- Founded in Madurai in 1947 as a traditional family jeweller for the temple-town middle class.
- It expanded district by district across southern Tamil Nadu, a deliberately regional rather than national bet.
- A gold-led product mix benefited disproportionately as gold prices rose from 2019.
- By FY25 revenue topped ₹4,500 crore with some of the strongest same-store sales in listed Indian jewellery, across 60+ showrooms.
- 1947 Founded in Madurai as a traditional family jeweller serving the temple-town middle class.
- 1980 It builds out across southern Tamil Nadu, district by district, a regional bet, not a national one.
- 2000 Expansion accelerates within the Madurai region, and the brand becomes synonymous with daily-wear gold for middle-class South Indian customers.
- 2010 Thangamayil lists on the BSE.
- 2014 Same-store sales compound at industry-leading rates, with new stores added at a measured pace and tight inventory discipline.
- 2019 A multi-year rise in gold prices begins, and Thangamayil’s gold-led mix benefits disproportionately.
- 2022 COVID disruption accelerates the trust shift toward organised regional jewellers.
- 2024 A record gold rally and accelerating expansion into tier-2 and tier-3 towns broaden the franchise beyond southern Tamil Nadu.
- FY25 Revenue tops ₹4,500 crore, with same-store sales growth among the strongest in listed Indian jewellery.
- 2025 Network expansion into Coimbatore, Tiruchirappalli, Salem and the Chennai outer suburbs continues, with more tier-2 and tier-3 rollout guided.
- 2026 With over 60 showrooms across Tamil Nadu, the franchise compounds with the South Indian household balance sheet.
Thangamayil is not Titan, and that is the point.
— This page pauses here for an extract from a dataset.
PR #1171, opened 2016-05-27
Improve IMap based on haskell/containers v0.5.7.1 updates

monkey-mas:
Our implementation is based on v0.4.0. Since haskell's Data.Map of v0.5.7.1 has a lot of improvement compared to that of v0.4.0, we can expect a better result by catching up the latest haskell's implementation.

It is what regional consumption looks like when a family picks a single state and sets out to own it, a narrower franchise, a local moat, and compounding that is very real. Here is the journey of a Madurai jeweller that grew with the South Indian household, year by year.
The pattern is the point
Thangamayil shows what regional consumption looks like when a family picks one state and owns it: the franchise is narrower than a national chain, the moat is local, and the compounding is real. It is a regional brand, held by patient family management, sitting inside the strongest consumer category of the cycle, gold, as South Indian households grew wealthier.